I think my number one thing I’ve always wanted to do was to write for Star Trek. Or for some TV sci-fi series. I think I liked the idea of developing characters through adventures together, and writing with a team of people. And seeing that each episode became something that added to a whole. Maybe, too, I was disappointed by the squandered potential of Enterprise. I felt like Season One was underdeveloped; no one died at all and this was our first time into space…. The characters had potential but they were never utilized and the plots were dull. When the season finale came up, and the new season premiere completed it, I was sure that the problem was the writers–or the writers had been hemmed in by too many rules, I don’t know….

So, today I was complaining about how little time I have to write and that I’m working too much, and I told a colleague about my silly dream of writing for Star Trek, and she said, pulling out a notebook and a pen: Okay, let’s write for Star Trek.

The next two hours were a blast! We created a whole cast of new characters drawn from the Star Trek universe, and some from my own brain, and then created a series—what we do in season one, season two , season three. I had high hopes for the series—hehe. I learned that without a series going on, of course, selling a new series would be very difficult, and two, that Pocket Books really wants books with major characters who have appeared on the show–not your own. Who knows if one can write “similar” Federation type settings for books that are not Star Trek, but obviously borrowing the universe-structure. If anyone knows if publishers can’t stand ST-like books, let me know….but I may write this up as a novel pitch.
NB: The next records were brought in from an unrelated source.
PR #4506, opened 2026-09-09
[iOS] Preserve disabled button targets under box-none parents

rileysay:
## Description

Follow-up to #4495.

When an RNGH `Touchable`/`Pressable` uses `pointerEvents="box-none"`, a disabled
RNGH button returned from one of its child hit tests is rejected by
`shouldHandleTouch:` because `userEnabled` is false.

The `box-none` branch then continues checking lower siblings, which allows an
enabled sibling underneath the disabled control to receive the touch.

This is inconsistent with the behavior preserved in #4495, where a disabled
button can still remain the hit target so controls underneath don't take over
the touch, while the disabled button itself doesn't activate.

The `box-none` path now preserves `RNGestureHandlerButton` child hits instead
of discarding them based on their enabled state.

## Device observations

Reproduced on iOS with both RNGH `Touchable` and RNGH `Pressable`.

With an RNGH parent using `pointerEvents="box-none"`:

- tapping the disabled foreground triggers the enabled sibling underneath
- tapping the exposed background also triggers the background, as expected

Changing only the parent to a React Native `View` with the same
`pointerEvents="box-none"`:

- tapping the disabled foreground does nothing
- tapping the exposed background triggers the background

<details>
<summary>Test example</summary>

```tsx
import {
  Pressable as RNPressable,
  StyleSheet,
  Text,
  View,
} from 'react-native';
import {
  Pressable as RNGHPressable,
  Touchable,

type ButtonType = 'touchable' | 'pressable';

export default function BoxNoneDisabledTargetExample() {
  const [buttonType, setButtonType] = useState<ButtonType>('touchable');
  const [useRNParent, setUseRNParent] = useState(false);
  const [backgroundPresses, setBackgroundPresses] = useState(0);

  const Button =
    buttonType === 'touchable'
      ? Touchable
      : RNGHPressable;

  const children = (
    <>
      <Button
        onPress={() => setBackgroundPresses((count) => count + 1)}
        style={[StyleSheet.absoluteFillObject, styles.background]}>
        <Text>Enabled background</Text>
      </Button>

      <Button
        disabled
        style={styles.disabledForeground}>
        <Text>Disabled foreground</Text>
      </Button>
    </>
  );

  return (
      <RNPressable
        onPress={() =>
          setButtonType((current) =>
            current === 'touchable' ? 'pressable' : 'touchable'
          )
        }>
        <Text>Button type: {buttonType}</Text>
      </RNPressable>

      <RNPressable onPress={() => setUseRNParent((value) => !value)}>
        <Text>
          Parent: {useRNParent ? 'React Native View' : 'RNGH button'}
        </Text>
      </RNPressable>

      {useRNParent ? (
        <View pointerEvents="box-none" style={styles.frame}>
          {children}
        </View>
      ) : (
        <Touchable pointerEvents="box-none" style={styles.frame}>
          {children}
        </Touchable>
      )}

      <Text>Background presses: {backgroundPresses}</Text>
    </View>
  );
}

  container: {
    padding: 16,
    gap: 12,
  },
  frame: {
    height: 150,
  },
  background: {
    backgroundColor: '#9fd8a8',
    justifyContent: 'flex-end',
    padding: 8,
  },
  disabledForeground: {
    position: 'absolute',
    left: 40,
    right: 24,
    top: 20,
    height: 85,
    backgroundColor: '#9a9a9a',
    alignItems: 'center',
    justifyContent: 'center',
  },
});
```

</details>

## Test plan

Test on a physical iOS device with both RNGH `Touchable` and RNGH `Pressable`.

For each component:

1. Use an RNGH parent with `pointerEvents="box-none"`.
2. Tap well inside the disabled foreground.
3. Verify the enabled background does **not** receive `onPress`.
4. Tap the exposed background area.
5. Verify the background does receive `onPress`.
6. Replace only the parent with a React Native `View` using
   `pointerEvents="box-none"` and repeat.

Expected:

| Parent | Disabled foreground | Exposed background |
| --- | --- | --- |
| RNGH `box-none` parent | no press | background press |
| RN `View` `box-none` parent | no press | background press |

Before this change, the RNGH-parent case incorrectly sends the disabled
foreground tap to the background sibling.

## AI assistance

Used AI to help inspect the surrounding hit-test paths and prepare the test
case and patch. I personally reproduced the issue on device.

### DIFF
--- a/packages/react-native-gesture-handler/apple/RNGestureHandlerButton.mm
+++ b/packages/react-native-gesture-handler/apple/RNGestureHandlerButton.mm
@@ -1197,7 +1197,6 @@ static CATransform3D RNGHCenterScaleTransform(NSRect bounds, CGFloat scale)
     return;
   }
 
-  
   _isTouchInsideBounds = YES;
   [self handleAnimatePressIn];
   [super mouseDown:event];
@@ -1208,7 +1207,7 @@ static CATransform3D RNGHCenterScaleTransform(NSRect bounds, CGFloat scale)
   if (!_userEnabled) {
     return;
   }
-  
+
   NSPoint locationInView = [self convertPoint:[event locationInWindow] fromView:nil];
   _isHovered = NSPointInRect(locationInView, self.bounds);
   [self recordHoverSampleForMouseEvent:event];
@@ -1224,7 +1223,7 @@ static CATransform3D RNGHCenterScaleTransform(NSRect bounds, CGFloat scale)
   if (!_userEnabled) {
     return;
   }
-  
+
   NSPoint locationInWindow = [event locationInWindow];
   NSPoint locationInView = [self convertPoint:locationInWindow fromView:nil];
   BOOL currentlyInside = NSPointInRect(locationInView, self.bounds);
@@ -1260,7 +1259,7 @@ static CATransform3D RNGHCenterScaleTransform(NSRect bounds, CGFloat scale)
   if (!_userEnabled) {
     return NO;
   }
-  
+
   _isTouchInsideBounds = YES;
   // A pencil's hover-out arrives just before touch-down but only schedules the
   // clear, so `_isHovered` still reflects the open hover. Under Reduce Motion
@@ -1426,7 +1425,8 @@ static CATransform3D RNGHCenterScaleTransform(NSRect bounds, CGFloat scale)
 {
   if ([view isKindOfClass:[RNGestureHandlerButton class]]) {
     RNGestureHandlerButton *button = (RNGestureHandlerButton *)view;
-    return button.userEnabled;
+    return button.userEnabled && button.pointerEvents != RNGestureHandlerPointerEventsBoxNone &&
+        button.pointerEvents != RNGestureHandlerPointerEventsNone;
   }
 
   // Certain subviews such as RCTViewComponentView have been observed to have disabled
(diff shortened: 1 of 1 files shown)


rileysay:
@m-bert  I believe this is all good? 🫡

m-bert:
HI @rileysay! I'm currently investigating one edge case that may be a consequence of this PR, I'll let you know once we decide 😅

m-bert:
Hi @rileysay! I'm back and I think I have what we need!

So the edge case I was talking about looks like this. Given the nested buttons structure, let's say `A -> B -> C`, where `B` has pointer events set to `box-none`, currently clicking on the `C` results in press being passed to `A`. After changes in this PR, presses are passed to `B`. I'd say that this is wrong as `B` has `box-none`, but feel free to correct me if you think otherwise. 

<details>
<summary>Here you can see example structure:</summary>

```tsx
<Touchable onPress={() => log('A')}>
  <Touchable pointerEvents="box-none" onPress={() => log('B')}>
    <Touchable disabled onPress={() => log('C')}>
      <Text>C</Text>
    </Touchable>
  </Touchable>
</Touchable>
```

</details>

Seems like this simple change in [`RNGestureHandlerButton`](https://github.com/software-mansion/react-native-gesture-handler/blob/c5db1fcfffa18a61835f377ff3874c14cfa2dcab/packages/react-native-gesture-handler/apple/RNGestureHandlerButton.mm#L1457) should be enough:

```diff
  if ([view isKindOfClass:[RNGestureHandlerButton class]]) {
    RNGestureHandlerButton *button = (RNGestureHandlerButton *)view;

-   return button.userEnabled;
+   return button.userEnabled && button.pointerEvents != RNGestureHandlerPointerEventsBoxNone &&
+       button.pointerEvents != RNGestureHandlerPointerEventsNone;
  }

```

I'd be glad if you could confirm that it works 😅 Also remember to run `yarn format:apple`

rileysay:
@m-bert Ah yep, you’re right 😅 I cooked up a little pointer-events matrix and indeed see the edge-case. I’ve applied your suggested change and don’t see any issues with it.

m-bert (approved):
Thank you! ❤️

PR #4508, opened 2026-09-09
fix: stop circular GestureStateManagerType import on web

roryabraham:
## Description

`moduleSuffixes: [".web", ""]` makes `import type { GestureStateManagerType } from './gestureStateManager'` in `gestureStateManager.web.ts` resolve to this file itself. That circular self-import left the type unresolvable (`any`), so every `on*` gesture callback's `stateManager` parameter was untyped. Consumers (e.g. Expensify App) then hit `@typescript-eslint/no-unsafe-call` on `state.activate()` / `state.fail()`.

I have nothing to lose for trying. And that’s kind of what today proved to me. Laurie, my colleague, proved to me by pulling out the notebook and pen that sitting around and complaining does little good, and that it’s better when you just do it. If you want to write for Star Trek, do it. Create what you want. Perhaps with some positive energy, I can a) sell a TV series! or b) sell a book. Who knows? But I do know I’m several steps closer than I was. And I loved brainstorming with Laurie. It picked up my mood, and made me feel as if I were closer to my goals.

So, maybe don’t look at all the obstacles–just do it. You might as well have fun–and who knows–the product might be salable outside the frame you thought you wanted to work within. It was fun creating, and maybe that’s the whole point.

(I’ve just, of course, shown my complete geekness to the world….but multiple character arcs, episodic TV and science fiction are fun. Maybe I should just go ahead and create the Television Station that will run my show! Hey, Laurie—get out that notebook!)